◆ Your goal
An exact reproduction of the data below is the required answer.

(Stored items from a collection)
PR #87379, opened 2024-01-19
Change TileMapEditor to TileMapLayerEditor

groud:
This is the continuation of my work on moving TileMap layers to individual nodes.

This PR does several things:
- Implement TileMapGroup class, that holds the TileSet and a few editor things for TileMapLayers
- Replace the TileMapEditor by a TileMapLayerEditor, basically changing the logic to act at the layer-level instead of the TileMap one.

◆ Answer to this problem
PR #87379, opened 2024-01-19
Change TileMapEditor to TileMapLayerEditor

groud:
This is the continuation of my work on moving TileMap layers to individual nodes.

This PR does several things:
- Implement TileMapGroup class, that holds the TileSet and a few editor things for TileMapLayers
- Replace the TileMapEditor by a TileMapLayerEditor, basically changing the logic to act at the layer-level instead of the TileMap one.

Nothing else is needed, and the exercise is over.